Issue #5764, opened 2023-11-16
The param: ”noloop“ in find path does not exclude ”self-loop“


lishihao97:
**Please check the FAQ documentation before raising an issue**

**Describe the bug (__required__)**
在find path语句中使用noloop参数未排除自环情况
NGQL：
find noloop path from "nodea" to "nodea" over e1 YIELD PATH as p 

![image](https://github.com/vesoft-inc/nebula/assets/40377824/c6bc304b-b6cb-4536-8a7b-c4c07feb3b89)

The param: ”noloop“ in find path does not exclude ”Loop“

**Your Environments (__required__)**
nebula 3.6
* OS: `linux 3.10.0-1062.9.1.el7.x86_64`
* Compiler: `g++ --version` or `clang++ --version`
* CPU: `lscpu`
* Commit id (e.g. `a3ffc7d8`)

ref: [https://discuss.nebula-graph.com.cn/t/topic/14370](https://discuss.nebula-graph.com.cn/t/topic/14370)

AntiTopQuark:
Is the issue definitively buggy, please?
If it needs to be fixed, can I be assigned this task?

wey-gu:
Wow, thanks so much @AntiTopQuark !!!

Sure! I assigned this to you, let us know what help from us could be provided any time, and take your time!

cc @MuYiYong @yixinglu

PR #5805, opened 2024-01-13
fix:a single node self-loop when executing NOLOOP

AntiTopQuark:
## What type of PR is this?
- [x] bug
- [ ] feature
- [ ] enhancement

#### Issue(s) number: 
fix https://github.com/vesoft-inc/nebula/issues/5764
#### Description:
Use of the noloop parameter in the find path statement does not exclude the self-loop case

## How do you solve it?
New logical judgement on self-loops in the AllPathsExecutor::doBuildPath() function

## Checklist:
Tests:
- [ ] Function test
- [ ] Performance test
- [ ] N/A

Affects:

## Release notes:

> ex. Fixed the bug .....

### DIFF
--- a/src/graph/executor/algo/AllPathsExecutor.cpp
+++ b/src/graph/executor/algo/AllPathsExecutor.cpp
@@ -331,6 +331,12 @@ folly::Future<std::vector<AllPathsExecutor::NPath*>> AllPathsExecutor::doBuildPa
         continue;
       }
       for (auto& edge : adjEdges) {
+        if (noLoop_) {
+          if (edge.getEdge().dst == edge.getEdge().src) {
+            continue;
+          }
+        }
+        auto path = NPath(src, edge);
         threadLocalPtr_->emplace_back(NPath(src, edge));
         newPathsPtr->emplace_back(&threadLocalPtr_->back());
       }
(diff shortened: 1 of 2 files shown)


tests/tck/features/path/NoLoop.feature
```diff
@@ -242,3 +242,40 @@ Feature: NoLoop Path
...
+      """
+    And wait 1 seconds
+    Then the execution should be successful
+    When executing query:
+      """
+      FIND NOLOOP PATH FROM "nodea" TO "nodea" OVER Link YIELD PATH AS p;
+      """
+    Then the result should be, in any order:
+      | p     |
+      | EMPTY |
```
yixinglu, line 269: The result seems an empty table rather than a table contains EMPTY value, such as: 

```feature
      | p     |
```

src/graph/executor/algo/AllPathsExecutor.cpp
```diff
@@ -331,6 +331,12 @@ folly::Future<std::vector<AllPathsExecutor::NPath*>> AllPathsExecutor::doBuildPa
         continue;
       }
       for (auto& edge : adjEdges) {
+        if (noLoop_) {
+          if (edge.getEdge().dst == edge.getEdge().src) {
+            continue;
+          }
+        }
+        auto path = NPath(src, edge);
```
Salieri-004, line 339: This code seems redundant.

AntiTopQuark: done

AntiTopQuark:
image
The two results look the same, but pytest thinks they are different and reports an error?

yixinglu (approved):

Salieri-004:
> image The two results look the same, but pytest thinks they are different and reports an error?

This is not as expected and may be a problem with our testing framework. Thanks for your help.

PR #5816, opened 2024-02-01
fix compare node

Salieri-004:
## What type of PR is this?
- [x] bug
- [ ] feature
- [ ] enhancement

#### Description:
In pr https://github.com/vesoft-inc/nebula/pull/5805, results were the same but the test framework reported an error.
image

## How do you solve it?

In compare_node(lhs, rhs),If lhs.tags == [] and rhs.tags is None, the two tags should be equal.

## Checklist:
Tests:
- [ ] Function test
- [ ] Performance test
- [ ] N/A

Affects:

## Release notes:

> ex. Fixed the bug .....

### DIFF
--- a/tests/common/comparator.py
+++ b/tests/common/comparator.py
@@ -295,21 +295,20 @@ class DataSetComparator:
         return False
 
     def compare_node(self, lhs: Vertex, rhs: Vertex):
-        rtags = []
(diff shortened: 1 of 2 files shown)


codesigner (approved):

yixinglu (approved):
Good job!

Issue #5840, opened 2024-03-21
Add an MD5() function to NebulaGraph


QingZ11:
The idea was provided by @AntiTopQuark , thank you.

## Requirement Description

MD5 (Message Digest Algorithm 5) is a widely used cryptographic hash function that produces a 128-bit hash value, commonly used to ensure the integrity and consistency of information transmission. In graph databases, MD5 can be used for rapidly comparing node or edge attribute values, generating unique identifiers, etc. Therefore, implementing the MD5 function will enhance NebulaGraph's data processing capabilities and provide more flexibility in data operations.

NebulaGraph already supports a variety of functions and expressions, such as `split` and `concat`. The implementations of these functions provide us with a reference framework for writing custom functions, which includes but is not limited to:

* **Function registration**: Understanding how to register new functions into NebulaGraph's function library.

* **Argument handling**: Becoming familiar with how to process input arguments, including type checking and conversion.

* **Result returning**: Mastering how to compute results and return them to the caller in the appropriate data type.

## Implementation Approach

1. Refer to Existing Functions

By consulting the official documentation, we can find that NebulaGraph has implemented a variety of functions and expressions, such as string functions. These existing implementations provide us with valuable references, allowing us to quickly locate the corresponding implementations and commit records in the codebase by searching for specific function names, like `json_extract`. For example, we can find commit records and merge request information related to `json_extract`.

By analyzing these historical commits, we learn that implementing a new function involves the following steps:

* Add the registration and computational logic of the function in the `src/common/function/FunctionManager.cpp` file.

* Add corresponding unit tests in the `src/common/function/test/FunctionManagerTest.cpp` file.

* For new features, add TCK integration tests.

* (Optional) Update the documentation in the [nebula-docs](https://github.com/vesoft-inc/nebula-docs) repository, providing explanations and examples for the new feature to help users better understand and use the new functionality.

![image](https://github.com/vesoft-inc/nebula/assets/38887077/970ed353-2955-4779-b454-7f19d301f2cc)

2. MD5 Function Implementation

Implementing the MD5 function may not require us to handle the details of the function from scratch; we can start by conducting a global search in the codebase to see if there are any existing implementations for reference. A simple search can easily locate some available function instances.

![image](https://github.com/vesoft-inc/nebula/assets/38887077/4a373c58-9222-4e04-973b-4bd4afbba288)

3. Related Code Implementation

[...]

PR #5846, opened 2024-04-02
feat(function): support md5

fansehep:
## What type of PR is this?
- [ ] bug
- [ ] feature
- [ ] enhancement

## Checklist:
Tests:
- [ ] Function test
- [ ] Performance test
- [ ] N/A

Affects:

## Release notes:

> ex. Fixed the bug .....


QingZ11:
The automated lint test has failed. You can click on this [link](https://github.com/vesoft-inc/nebula/actions/runs/8586763639/job/23529873358?pr=5846) or check the automated test results below to see where the issue is and fix it. Once fixed, you can commit the changes.

CMakeLists.txt
```diff
@@ -30,6 +30,8 @@ option(ENABLE_PACKAGE_TAR "Enable package artifacts to tar." OFF)
 option(ENABLE_CREATE_GIT_HOOKS "Enable create git hooks." ON)
 option(ENABLE_INCLUDE_WHAT_YOU_USE "Enable include-what-you-use find  nouse include files" OFF)
 
+SET(CMAKE_EXPORT_COMPILE_COMMANDS TRUE)
```
yixinglu, line 33: This `CMAKE_EXPORT_COMPILE_COMMANDS` option could be specified in cmake configuration step and need not to always turn it on. please cleanup it.

yixinglu (commented):
LGTM, but need to fix the lint error

CMakeLists.txt
fansehep: please let the CI run.

QingZ11: @fansehep hi, according to yixinglu's response, you can simply remove the added `CMAKE_EXPORT_COMPILE_COMMANDS` configuration statement. Currently, it is set to true, but as per yixinglu's suggestion, it is already configurable elsewhere, so there is no need to hardcode it here.

fansehep: thanks for your reminders, but from the CI compile output, the mold linker link error :(

QingZ11: Nebula CI sometimes needs to run a few more times to pass. I will rerun it a few more times. Wait for my good news 🥺.

Salieri-004: > thanks for your reminders, but from the CI compile output, the mold linker link error :(

Perhaps you should add some link dependencies, as commented in this issue. #5840

yixinglu: @fansehep To fix the failure of CI, u'd better to check where the target `$<TARGET_OBJECTS:function_manager_obj>` is used in the whole code base, and add the the `${PROXYGEN_LIBRARIES}` dependency for there.

zhanghuidinah: @fansehep CI has been fixed, shall we go on?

········

> Exercise:
Please copy out each line in the entries that mentions the string "help".

> The completed task:
Sure! I assigned this to you, let us know what help from us could be provided any time, and take your time!
This is not as expected and may be a problem with our testing framework. Thanks for your help.
* (Optional) Update the documentation in the [nebula-docs](https://github.com/vesoft-inc/nebula-docs) repository, providing explanations and examples for the new feature to help users better understand and use the new functionality.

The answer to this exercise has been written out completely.